Exposure to toxins is an inevitable part of modern living – with volatile organic compounds, or VOCs, found in everything from paints and flooring, to furniture, air conditioning, detergents and even shopping bags. The good news is, many of these toxins can be purified from your great indoors with a humble pot plant or four. In fact, plants are so highly regarded for their toxin removing skills that NASA conducted the ‘Clean Air Study’ to determine which indoor plants would best clean the air – and now houses them in their space stations. Bonus: They’ll also make the room look fab!

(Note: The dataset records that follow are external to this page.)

PR #2323, opened 2015-03-07
Re-positioning Messages for Symfony Form Validation

shefik:
| Q                 | A
| ----------------- | ---
| Bug fix?          | yes
| New feature?      | no
| BC breaks?        | no
| Deprecations?     | no
| Tests pass?       | yes
| Fixed tickets     | -
| Refs tickets      | https://github.com/zikula-modules/Profile/issues/49
| License           | MIT
| Doc PR            | -
| Changelog updated | no

### DIFF
--- a/src/lib/Zikula/Bundle/CoreInstallerBundle/Resources/views/Install/createadmin.html.twig
+++ b/src/lib/Zikula/Bundle/CoreInstallerBundle/Resources/views/Install/createadmin.html.twig
@@ -14,29 +14,29 @@
         <div class="form-group">
             {{ form_label(form.username) }}
             <div class="col-md-7">
-                {{ form_errors(form.username) }}
                 {{ form_widget(form.username) }}
+                {{ form_errors(form.username) }}
             </div>
         </div>
         <div class="form-group">
             {{ form_label(form.password.first) }}
             <div class="col-md-7">
-                {{ form_errors(form.password.first) }}
                 {{ form_widget(form.password.first) }}
+                {{ form_errors(form.password.first) }}
             </div>
         </div>
         <div class="form-group">
             {{ form_label(form.password.second) }}
             <div class="col-md-7">
-                {{ form_errors(form.password.second) }}
                 {{ form_widget(form.password.second) }}
+                {{ form_errors(form.password.second) }}
             </div>
         </div>
         <div class="form-group">
             {{ form_label(form.email) }}
             <div class="col-md-7">
-                {{ form_errors(form.email) }}
                 {{ form_widget(form.email) }}
+                {{ form_errors(form.email) }}
             </div>
         </div>
         <div class="form-group">
--- a/src/lib/Zikula/Bundle/CoreInstallerBundle/Resources/views/Install/dbcreds.html.twig
+++ b/src/lib/Zikula/Bundle/CoreInstallerBundle/Resources/views/Install/dbcreds.html.twig
@@ -14,43 +14,43 @@
         <div class="form-group">
             {{ form_label(form.database_driver) }}
             <div class="col-lg-7 col-sm-10">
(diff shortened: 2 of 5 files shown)


craigh:
@shefik - please open a core ticket and update your PR header with that (open) ticket. You can simply copy the contents from the profile ticket if you wish.

I'm not sure how I feel about this change yet. ping @cmfcmf @Guite

Guite:
As @craigh pointed out in https://github.com/zikula-modules/Profile/issues/49 : the current ordering is how Symfony does it, too. See http://symfony.com/doc/current/cookbook/form/form_customization.html for example.
@shefik please elaborate with regards to this.

craigh:
Yes, the default behavior for symfony is the current order (label, error, widget). IMO, this should be retained. If not, then EVERY form in the project will need to be customized every time and I don't this this is a wise direction for the project.

Perhaps your concerns about form flow could be addressed in another way?

I vote :-1: on this PR.

shefik:
All browsers append their HTML5 form validation at the bottom of the field, not at the top. It's not a default behavior, when you are the one laying out the form and where elements get placed on the form in the template. The placement is not coming from Symfony. The documentation from Symfony are only examples, not set in stone as-is. If you have multiple validations associated with a field, the field gets pushed down too far down, which means it's no longer in alignment with its label (of which is a key focal point for the user).

shefik:
Also, the Symfony documentation is just placing one validation above the field. The problem is more evident when you have multiple validations occurring on the same field. The documentation doesn't address this potential problematic layout issue, because the documentation is just one example.

Guite:
So you are saying the Symfony documentation is wrong?
Imho we should discuss this with Symfony people. Because independent of the concrete order we should definitely avoid that Zikula does this different than Symfony.

craigh:
It is **absolutely** a default symfony behavior to have the error appear before the widget. You can see this from [this symfony doc page](http://symfony.com/doc/current/cookbook/form/form_customization.html#form-rendering-basics) where if you simply render the field like `{{ form_row(form.age) }}` then the order of the items that will be rendered is **label, error, widget**. Obviously this can be customized if desired.

Whether you *agree* with their default order is another matter entirely, but there is no question what the default *symfony* behavior is. Whether this aligns with HTML5 is a matter of the symfony team to debate.

IMO, zikula must conform to symfony (right or wrong). I need to be able to render my whole form with `{{ form(form) }}` and know that it will look the same as other zikula forms.

craigh:
However, your points about form flow and appearance are **valid**. So, how can we address this in another fashion (without changing symfony default behavior)?

shefik:
I'm not necessarily saying the Symfony documentation is wrong. It's just showing one example. Their reasoning for placing the validation above field might be due to showing an example more suitable for screen readers and accessibility. Therefore, it would make sense to have a screen reader read the validation message first, and then read the field itself. But, this method is potentially not as friendly for non-screen readers, since it visually effects an efficient user experience, especially when multiple validations might exist for a particular field.

However, HTML has improved, and more efficient methods are available for screen readers, such as "ARIA Live Regions".

More Info:

https://developer.mozilla.org/en-US/docs/Web/Accessibility/ARIA/ARIA_Live_Regions
http://www.deque.com/blog/accessible-client-side-form-validation-html5-wai-aria/

craigh:
> It's just showing one example.

you keep saying that, but you *mean* that their order is one example of *customization*... the **default** behavior can be seen by rendering the form with `{{ form(form) }}` (which renders the entire form with no customizations).

As I said, your concerns are valid, but this PR is not IMO the solution. We need to find another way.

cmfcmf:
I'd like to stick to the Symfony Docs as well. I think you @shefik could open an issue in the symfony(-docs) projects and make your proposal.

Image courtesy of Damernas Varld

Dwarf date palm. This pet-friendly plant removes formaldehyde, xylene and toluene from the air. And just what are these toxins and what do they do? Formaldehyde is found in virtually all indoor environments, from grocery bags, waxed papers, facial tissues and paper towels to common household cleaning agents, cigarette smoke and heating and cooking fuels. It irritates the mucous membranes of the eyes, nose and throat and can cause contact dermatitis, irritation of the upper respiratory tract and eyes and headaches. Toluene and xylene are strong compounds used in many household and industrial products, and poisoning can occur when swallowed, the fumes are breathed in, or when they touch the skin. Other pet-friendly plants that attack these toxins? Check out the Areca palm, Kimberly queen fer, Bamboo palm, and the Broadleaf lady palm.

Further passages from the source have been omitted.